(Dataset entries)
%%

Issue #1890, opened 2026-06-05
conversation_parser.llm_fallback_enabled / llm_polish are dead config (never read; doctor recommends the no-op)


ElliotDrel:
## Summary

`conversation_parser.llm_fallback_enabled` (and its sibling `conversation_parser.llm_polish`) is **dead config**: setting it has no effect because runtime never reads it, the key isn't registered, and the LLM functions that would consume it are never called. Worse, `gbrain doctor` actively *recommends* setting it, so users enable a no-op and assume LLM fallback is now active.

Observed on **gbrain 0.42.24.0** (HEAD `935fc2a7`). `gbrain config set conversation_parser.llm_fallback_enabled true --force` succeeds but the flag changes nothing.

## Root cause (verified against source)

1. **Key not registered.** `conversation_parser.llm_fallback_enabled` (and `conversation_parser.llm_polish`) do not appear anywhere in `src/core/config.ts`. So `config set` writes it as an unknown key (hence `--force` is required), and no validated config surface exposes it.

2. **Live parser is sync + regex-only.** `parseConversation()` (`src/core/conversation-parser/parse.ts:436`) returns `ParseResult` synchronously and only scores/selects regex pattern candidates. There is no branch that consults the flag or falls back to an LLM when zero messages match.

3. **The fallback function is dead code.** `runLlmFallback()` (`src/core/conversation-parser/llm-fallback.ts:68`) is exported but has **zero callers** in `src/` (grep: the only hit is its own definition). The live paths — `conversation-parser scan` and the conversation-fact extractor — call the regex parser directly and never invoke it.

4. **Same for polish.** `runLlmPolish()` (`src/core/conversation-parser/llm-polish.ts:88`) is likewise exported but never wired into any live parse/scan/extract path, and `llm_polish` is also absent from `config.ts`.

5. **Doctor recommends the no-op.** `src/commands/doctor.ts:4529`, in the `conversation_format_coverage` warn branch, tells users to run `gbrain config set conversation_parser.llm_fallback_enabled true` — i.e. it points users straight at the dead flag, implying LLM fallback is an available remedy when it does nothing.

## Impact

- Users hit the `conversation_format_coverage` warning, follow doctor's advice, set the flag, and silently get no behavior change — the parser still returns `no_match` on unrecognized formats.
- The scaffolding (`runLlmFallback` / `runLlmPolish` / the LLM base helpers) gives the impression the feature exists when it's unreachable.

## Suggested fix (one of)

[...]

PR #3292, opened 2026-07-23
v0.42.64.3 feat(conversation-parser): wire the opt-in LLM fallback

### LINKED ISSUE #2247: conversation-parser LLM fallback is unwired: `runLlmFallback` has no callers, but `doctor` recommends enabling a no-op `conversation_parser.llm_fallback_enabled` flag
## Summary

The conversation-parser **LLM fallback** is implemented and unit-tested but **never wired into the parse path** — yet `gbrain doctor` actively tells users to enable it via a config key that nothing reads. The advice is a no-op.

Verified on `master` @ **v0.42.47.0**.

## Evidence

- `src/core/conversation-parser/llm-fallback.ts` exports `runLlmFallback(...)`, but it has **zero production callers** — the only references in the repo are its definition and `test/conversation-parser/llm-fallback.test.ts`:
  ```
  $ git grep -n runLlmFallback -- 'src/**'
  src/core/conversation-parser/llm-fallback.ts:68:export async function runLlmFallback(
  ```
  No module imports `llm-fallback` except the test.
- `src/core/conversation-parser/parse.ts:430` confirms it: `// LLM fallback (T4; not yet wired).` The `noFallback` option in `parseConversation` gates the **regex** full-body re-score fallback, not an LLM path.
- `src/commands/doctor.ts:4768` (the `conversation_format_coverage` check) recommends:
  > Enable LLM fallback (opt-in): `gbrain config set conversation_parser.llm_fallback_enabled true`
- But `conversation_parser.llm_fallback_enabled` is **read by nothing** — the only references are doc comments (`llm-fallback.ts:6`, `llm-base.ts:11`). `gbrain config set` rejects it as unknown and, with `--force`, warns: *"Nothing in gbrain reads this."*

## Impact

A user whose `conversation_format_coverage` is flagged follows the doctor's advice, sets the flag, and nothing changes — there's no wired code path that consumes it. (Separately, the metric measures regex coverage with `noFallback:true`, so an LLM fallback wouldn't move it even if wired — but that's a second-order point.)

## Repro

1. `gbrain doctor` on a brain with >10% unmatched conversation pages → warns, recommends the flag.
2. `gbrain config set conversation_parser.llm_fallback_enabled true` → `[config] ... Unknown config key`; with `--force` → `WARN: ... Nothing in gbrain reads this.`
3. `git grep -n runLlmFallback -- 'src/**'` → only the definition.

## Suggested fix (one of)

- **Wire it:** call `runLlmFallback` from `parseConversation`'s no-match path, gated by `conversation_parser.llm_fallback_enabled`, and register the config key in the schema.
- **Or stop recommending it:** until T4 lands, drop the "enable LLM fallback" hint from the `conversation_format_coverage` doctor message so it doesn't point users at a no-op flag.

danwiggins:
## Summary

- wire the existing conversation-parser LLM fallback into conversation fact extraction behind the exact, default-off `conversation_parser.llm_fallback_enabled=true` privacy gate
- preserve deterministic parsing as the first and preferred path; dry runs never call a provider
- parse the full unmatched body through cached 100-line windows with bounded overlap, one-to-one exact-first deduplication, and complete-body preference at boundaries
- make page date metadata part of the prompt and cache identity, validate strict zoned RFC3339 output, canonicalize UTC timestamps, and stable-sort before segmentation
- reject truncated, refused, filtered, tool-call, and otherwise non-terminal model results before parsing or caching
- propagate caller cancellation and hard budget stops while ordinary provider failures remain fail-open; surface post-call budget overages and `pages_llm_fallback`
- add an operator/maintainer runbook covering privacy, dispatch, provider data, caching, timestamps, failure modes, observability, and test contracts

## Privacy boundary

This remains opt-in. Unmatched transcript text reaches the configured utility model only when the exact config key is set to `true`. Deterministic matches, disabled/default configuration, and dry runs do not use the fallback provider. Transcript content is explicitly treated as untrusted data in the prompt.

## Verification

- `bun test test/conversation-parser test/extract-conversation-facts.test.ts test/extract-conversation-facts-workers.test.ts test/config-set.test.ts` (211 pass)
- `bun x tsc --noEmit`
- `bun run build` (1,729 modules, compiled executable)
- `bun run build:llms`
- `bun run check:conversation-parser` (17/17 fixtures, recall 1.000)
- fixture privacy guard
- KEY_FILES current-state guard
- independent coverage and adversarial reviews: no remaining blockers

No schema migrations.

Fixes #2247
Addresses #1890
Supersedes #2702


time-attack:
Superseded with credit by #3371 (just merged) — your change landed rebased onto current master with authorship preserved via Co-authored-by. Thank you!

%%

Some lines above contain the word "before". Copy each of them.

- make page date metadata part of the prompt and cache identity, validate strict zoned RFC3339 output, canonicalize UTC timestamps, and stable-sort before segmentation
- reject truncated, refused, filtered, tool-call, and otherwise non-terminal model results before parsing or caching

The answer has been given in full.